Iapen promove ações do Novembro Azul entre população carcerária

A fim de garantir a saúde dos homens privados de liberdade, o Instituto de Administração Penitenciária (Iapen), em parceria com o Centro Universitário Uninorte, por meio de palestras e da assistência médica das Secretarias Municipais de Saúde, deverá atender 150 homens do sistema prisional do Acre, neste período de campanha do Novembro Azul, que intensifica os cuidados da saúde do homem.

Ações começaram nesta terça-feira, 8, na unidade de segurança máxima e no Regime Disciplinar Diferenciado de Rio Branco. Foto: cedida

As ações serão intensificadas em outras unidades prisionais, mas já começaram nesta terça-feira, 8, na Unidade de Regime Fechado 2 de Rio Branco. O intuito é alertar sobre o câncer de próstata entre a população carcerária, bem como trazer a conscientização sobre a doença e os fatores de risco, tais como histórico familiar, obesidade e outros.

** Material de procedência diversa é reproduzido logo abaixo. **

PR #114, opened 2018-05-13
Maction events

dpvc:
This PR adds support for the event handlers needed for some maction types.

As part of this, the `addEventHandlers()` method has been removed from the MathDocument (and associated methods in other objects that were to support it) in favor of a `postFilter` function list that gets run after the typesetting is finished.  That can be used to add more events (like the menu events, or zoom events, or explorer events), and seemed to be more general.  (Volker also complained at one point that this was not a reasonable method to have for the MathDocument in general, since it might not even support event handlers.)

There are a number of other smaller changes, like the addition of `MathItem.rerender()`, which will re-typeset a math item (this is used by the `toggle` action to serenader the expression when it is clicked).  Some fixes were need in the `updateDocument()` and `removeFromDocument()` methods to get this to work properly.

The MathML and TeX lab script files were updated to take advantage of these changes.

The DOMAdaptor had two new methods added (`setStatus()` and `getStatus()`) to set and get the document's status line (as needed for the `statusline` action type).  But since browsers no longer allow that to be  changed under javascript control (and many don't even should one in any case), the implementation of these methods set and get the document title instead.  This could be changed to use a separate overlay element, like the one in version 2.7, or it could be disabled entirely.

### DIFF
--- a/lib/TeX-lab.js
+++ b/lib/TeX-lab.js
@@ -32,7 +32,7 @@ const Lab = window.Lab = {
       math.compile();
       math.typeset(doc);
       math.updateDocument(doc);  
-    }).catch(err => {console.log("Error: "+err.message); console.log(err.stack)});
+    }).catch(err => {console.log("Error: " + err.message); console.log(err.stack)});
   },
   
   Keep() {
--- a/lib/TeX-lab.js
+++ b/lib/TeX-lab.js
@@ -29,7 +29,7 @@ const Lab = window.Lab = {
     handleRetriesFor(function () {
       math.compile();
       math.typeset(doc);
-    }).then(() => Lab.Update(math.typesetRoot.outerHTML))
+    }).then(() => Lab.Update(math.typesetRoot))
       .catch(err => {console.log("Error: "+err.message); console.log(err.stack)});
   },
   
@@ -38,7 +38,8 @@ const Lab = window.Lab = {
   },
   
   Update(html) {
-    this.output.innerHTML = html;
+    this.output.innerHTML = '';
+    this.output.appendChild(html);
   },
   
   setDisplay(checked) {
--- a/lib/TeX-lab.js
+++ b/lib/TeX-lab.js
@@ -1,17 +1,14 @@
 import {TeX} from "mathjax3/input/tex.js";
 import {CHTML} from "mathjax3/output/chtml.js";
-import {AbstractMathItem} from "mathjax3/core/MathItem.js";
-import {AbstractMathDocument} from "mathjax3/core/MathDocument.js";
+import {HTMLMathItem} from "mathjax3/handlers/html/HTMLMathItem.js";
+import {HTMLDocument} from "mathjax3/handlers/html/HTMLDocument.js";
 import {handleRetriesFor} from "mathjax3/util/Retries.js";
 import {browserAdaptor} from "mathjax3/adaptors/browserAdaptor.js";
-
-class LabMathItem extends AbstractMathItem {};
-class LabMathDocument extends AbstractMathDocument {};
 
 let tex = new TeX();
 let chtml = new CHTML();
 
-let doc = new LabMathDocument(document, browserAdaptor(), {InputJax: tex, OutputJax: chtml});
+let doc = new HTMLDocument(document, browserAdaptor(), {InputJax: tex, OutputJax: chtml});
 document.head.appendChild(chtml.styleSheet(doc));
 
 const Lab = window.Lab = {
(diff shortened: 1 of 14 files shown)


zorkow:
> But since browsers no longer allow that to be changed under javascript control (and many don't even
>  should one in any case),

Right, that answers my question in the PR #109 . One could hack something with a faked href link. But that'd be ugly.

lib/TeX-lab.js
```diff
@@ -20,27 +17,28 @@ const Lab = window.Lab = {
...
+    math.end = {node: text, n: 0, delim: ''};
     this.jax = math;
 
     handleRetriesFor(function () {
       math.compile();
       math.typeset(doc);
-    }).then(() => Lab.Update(math.typesetRoot.outerHTML))
-      .catch(err => {console.log("Error: "+err.message); console.log(err.stack)});
+      math.updateDocument(doc);  
+    }).catch(err => {console.log("Error: "+err.message); console.log(err.stack)});
```
zorkow: whitespace

mathjax3-ts/core/OutputJax.ts
```diff
@@ -154,4 +162,19 @@ export abstract class AbstractOutputJax<N, T, D> implements OutputJax<N, T, D> {
...
     }
 
+    /*
+     * Execute a set of filters, passing them the MathItem and any needed data,
+     *  and return the (possibly modified) data
+     *
+     * @param{FunctionList} filters  The list of functions to be performed
+     * @param{MathItem} math         The math item that is being processed
+     * @param{any} data              Whatever other data is needed
+     * @return{any}                  The (possibly modidied) data
```
zorkow: typo

zorkow:
> ... the implementation of these methods set and get the document title instead. 

I find that very peculiar when suddenly the title of the tab changes. On the other hand often the tab is too small to notice the change in the first place.
Do we still want to support this? This is part of a spec that simply has not kept up with time.
Personally I feel that the tooltip event serves the same purpose.

mathjax3-ts/core/DOMAdaptor.ts
```diff
@@ -87,6 +87,18 @@ export interface DOMAdaptor<N, T, D> {
      */
     root(doc: D): N;
 
+    /*
+     * @param{D} doc    The document whose statusline is to be obtained
+     * @return{string}  The document's status line (title)
```
zorkow: status line or statusline

mathjax3-ts/adaptors/liteAdaptor.ts
```diff
@@ -112,6 +112,20 @@ export class LiteAdaptor extends AbstractDOMAdaptor<LiteElement, LiteText, LiteD
...
+        return '';  // statusline is not maintained
+    }
+
+    /*
+     * @override
+     */
+    public setStatus(doc: LiteDocument, status: string) {
+        // statusline is not maintained
+    }
+
```
zorkow: Do we really want those? See my earlier comment.

mathjax3-ts/core/OutputJax.ts
```diff
@@ -154,4 +162,19 @@ export abstract class AbstractOutputJax<N, T, D> implements OutputJax<N, T, D> {
         return null as N;
     }
 
+    /*
+     * Execute a set of filters, passing them the MathItem and any needed data,
+     *  and return the (possibly modified) data
+     *
+     * @param{FunctionList} filters  The list of functions to be performed
+     * @param{MathItem} math         The math item that is being processed
+     * @param{any} data              Whatever other data is needed
```
zorkow: Should those be rest arguments ...data: any[]?

mathjax3-ts/output/chtml/Wrappers/maction.ts
```diff
@@ -78,38 +82,133 @@ export class CHTMLmaction<N, T, D> extends CHTMLWrapper<N, T, D> {
...
+            const document = node.factory.chtml.document;
+            const mml = node.node as MmlMaction;
+            //
+            // Add a click handler that changes the selection and rerenders the expression
+            //
+            node.setEventHandler('click', (event: Event) => {
+                if (!math.start.node) {
+                    //
+                    // If the MathItem was created by hand, it might not have a node
+                    // telling it where to replace the existing math, so set it.
```
zorkow: I don't understand that.

mathjax3-ts/core/OutputJax.ts
dpvc: No, the data is used as part of an object in the function below, and if it were `...data: any[]`, then that would always be an array, and the functions that are being executed would have to be changed to deal with the array (instead of just the data item as they currently are).  If you want an array of items, then you can pass an array as `data`.  I don't want to force it to be an array (in fact, at the moment, only one item is passed, so forcing an array would make things harder to use).

mathjax3-ts/output/chtml/Wrappers/maction.ts
dpvc: We discussed this face-to-face, but just or the record, there is a common use case where you create a `MathItem` by hand (for things like converting a TeX string to an HTML string), and that `MathItem` is not attached to a document directly.  This is done in the TeX and MathML labs, for instance, where the TeX or MathML is converted without it being part of a document, and the resulting HTML node is inserted into the page.  

This takes care of setting the node in those cases, so that a toggle action can remove the old HTML and replace it by the newly re-rendered HTML.

mathjax3-ts/adaptors/liteAdaptor.ts
dpvc: OK, I'll reimplement as a fixed-position display div, like version 2 uses.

Gestoras dos departamentos do Iapen. Foto: cedida

“O objetivo é contemplar sete unidades prisionais do estado, entre homens que cumprem medidas alternativas, egressos do sistema prisional e monitorados. As rodas de conversas terão a participação de dez presos, com faixa etária acima de 50 anos”, disse a gerente da Divisão de Assistência Social e Atenção à Família do Iapen, Claúdia Costa. 

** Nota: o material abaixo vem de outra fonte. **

PR #115, opened 2018-05-14
Update to work with node 10's esm module rather than system.js

dpvc:
This PR adds a `load.mjs` file that will trigger node's esm module (in version 10+) so that ES6 files can be loaded directly into node without the need of `system.js`.  That is, you can use `import` and `export` directly without down compiling.  I tested it with the `ES6` target for Typescript, and it works nicely, though I haven't changed that in this PR.  The only real changes needed was to make sure the imports use relative file names rather than root-level filenames.

### DIFF
--- a/mathjax2/legacy/extensions/TeX/AMSmath.js
+++ b/mathjax2/legacy/extensions/TeX/AMSmath.js
@@ -24,9 +24,9 @@
  *  limitations under the License.
  */
 
-let sm = require('mathjax3/input/tex/SymbolMap.js');
-let tc = require('mathjax3/input/tex/TexConstants.js');
-let BaseMethods = require('mathjax3/input/tex/BaseMethods.js').default;
+let sm = require('../../../../mathjax3/input/tex/SymbolMap.js');
+let tc = require('../../../../mathjax3/input/tex/TexConstants.js');
+let BaseMethods = require('../../../../mathjax3/input/tex/BaseMethods.js').default;
 
 
 MathJax.Extension["TeX/AMSmath"] = {
--- a/load.mjs
+++ b/load.mjs
@@ -1,0 +1,2 @@
+require = require("esm")(module/*, options*/)
+module.exports = require('./' + (process.argv[2] || 'main.js'));
--- a/mathjax2/legacy/extensions/TeX/AMSsymbols.js
+++ b/mathjax2/legacy/extensions/TeX/AMSsymbols.js
@@ -24,9 +24,9 @@
  *  limitations under the License.
  */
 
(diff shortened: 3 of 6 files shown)


dpvc:
Just to be clear, use

    node load.mjs samples/tex2html.js 'x-y'

to run the `tex2html` sample file using the `esm` loader rather than `system.js`, or use

    node -r esm samples/tex2html.js 'x-y'

to run the sample file directly (no need for a load file at all).

Note that all the samples can still be run in the browser using the `load.html` file as before.  E.g., open

    load.html?samples/tex2html?x-y

to run the same sample file in the browser.  (In this case, `system.js` is used, as before.)

zorkow:
>        node -r esm samples/tex2html.js 'x-y'

That does not quite work, because the expression is now the second argument and the scripts expect it at third argument position. E.g.,

         node -r esm samples/tex2html.js '' 'x-y'

works fine instead. Not sure what we can do, apart from making the position in `process.argv` conditional on whether or not `esm` is loaded.

mathjax2/legacy/extensions/TeX/AMSmath.js
```diff
@@ -24,9 +24,9 @@
  *  limitations under the License.
  */
 
-let sm = require('mathjax3/input/tex/SymbolMap.js');
-let tc = require('mathjax3/input/tex/TexConstants.js');
-let BaseMethods = require('mathjax3/input/tex/BaseMethods.js').default;
+let sm = require('../../../../mathjax3/input/tex/SymbolMap.js');
+let tc = require('../../../../mathjax3/input/tex/TexConstants.js');
+let BaseMethods = require('../../../../mathjax3/input/tex/BaseMethods.js').default;
```
jdalton: Hi @dpvc!

Can you explain the issue you had with the paths above a bit more?

dpvc: @jdalton,

Because v3 might be included into an application via `npm` (node package manager), the top-level directory might be `node_modules/mathjax-v3/mathjax3` or some such thing.  Using relative directories makes MathJax v3 able to be used from within whatever folder hierarchy the author is using, rather than expecting it to be in a particular location as the original form does.

dpvc: @jdalton, with `node -r esm samples/tex2html.js` perhaps the root directory is considered to be `./samples` since that is where `tex2html.js` is being loaded?  So since `mathjax3` is in the main directory (a sibling of `samples`) and not in `samples` itself, it isn't being found?

jdalton: I think this may be an issue on our end. Are you using symlinks?

PR #117, opened 2018-05-16
Scale math to match surrounding text

dpvc:
This PR implements the `getMetrics()` method that determines the metrics of the surrounding font, and computes the proper scaling for that.  It computes the `em` and `ex` sizes for the surroundings, though it does not yet compute the container width (which is needed for line breaking).

For the liteAdaptor, the font size is a fixed size set by a configuration parameter.  If the ex size can't be computed (e.g., in the lite and jsdom adaptors), a fixed percentage of the em size is used (it can be set in an option for the CHTML output jax).

### DIFF
--- a/mathjax3-ts/adaptors/liteAdaptor.ts
+++ b/mathjax3-ts/adaptors/liteAdaptor.ts
@@ -29,12 +29,25 @@ import {LiteList} from './lite/List.js';
 import {LiteWindow} from './lite/Window.js';
 import {LiteParser} from './lite/Parser.js';
 import {Styles} from '../util/Styles.js';
+import {userOptions, defaultOptions, OptionList} from '../util/Options.js';
 
 /************************************************************/
 /*
  * Implements a lightweight DOMAdaptor on liteweight HTML elements
  */
 export class LiteAdaptor extends AbstractDOMAdaptor<LiteElement, LiteText, LiteDocument> {
+    /*
+     * The default options
+     */
+    public static OPTIONS: OptionList = {
+        fontSize: 16,      // we can't compute the font size, so always use this
+    };
+
+    /*
+     * The options for the instance
+     */
+    public options: OptionList;
+
     /*
      * The document in which the HTML nodes will be created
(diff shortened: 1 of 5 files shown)


mathjax3-ts/adaptors/liteAdaptor.ts
```diff
@@ -499,12 +515,27 @@ export class LiteAdaptor extends AbstractDOMAdaptor<LiteElement, LiteText, LiteD
...
+        return [0, 0] as [number, number];
+    }
+
 }
 
 /************************************************************/
 /*
  * The function to call to obtain a LiteAdaptor
  */
-export function liteAdaptor() {
```
zorkow: @param comment missing

mathjax3-ts/core/DOMAdaptor.ts
```diff
@@ -293,6 +293,18 @@ export interface DOMAdaptor<N, T, D> {
...
+
+    /*
+     * @param{N} node        The HTML node whose font size is to be determined
+     * @return{number}       The font size (in pixels) of the node
+     */
+    fontSize(node: N): number;
+
+    /*
+     * @param{N} node        The HTML node whose dimensions are to be determined
+     * @return{number}       The width and height (in pixels) of the element
```
zorkow: [number, number]

mathjax3-ts/output/chtml.ts
```diff
@@ -147,9 +159,91 @@ export class CHTML<N, T, D> extends AbstractOutputJax<N, T, D> {
...
+            const parent = adaptor.parent(math.start.node);
+            const {em, ex, containerWidth, lineWidth, scale} = map.get(parent);
+            math.setMetrics(em, ex, containerWidth, lineWidth, scale);
+        }
+    }
+
+    /*
+     * Get a MetricMap for the math list
+     *
+     * @return{MetricMap}   The node-to-metrics map for all the containers that have math
```
zorkow: Missing @param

Ações semelhantes ao do Iapen são fundamentais para diminuir as diversas situações de vulnerabilidade e promover a efetivação das políticas públicas. Por isso, o presidente do Iapen, Glauber Feitoza destaca: “A equipe de saúde do Iapen tem promovido ações de prevenção estratégicas nos presídios do Acre. Estamos levando atendimento médico ao público privado de liberdade e acompanhando os serviços clínicos”.

Equipe gestora do Iapen ministra atividades do Novembro Azul. Foto:Cedida

“A prevenção ainda é o melhor remédio, por isso é importante a orientação. Nas unidades do Estado, acontecerão as palestras com a enfermeira e professora da Uninorte, Karolayne Hettwer, e os mutirões de atendimento médico”, afirmou a chefe da Divisão de Saúde Prisional do Instituto, Ingrid Costa. 

O objetivo é contemplar sete unidades prisionais do estado. Foto: cedida

A saúde é um direito social, e deve ser garantida às pessoas privadas de liberdade. Por isso, o Estado tem potencializado a assistência ao público, neste caso em especial ao sexo masculino que está numa faixa vulnerável, conforme dados de 2020 levantados pelo Instituto Nacional de Câncer José Alencar Gomes da Silva (Inca), que enfatiza a ocorrência do câncer de próstata como o segundo na estatística nacional.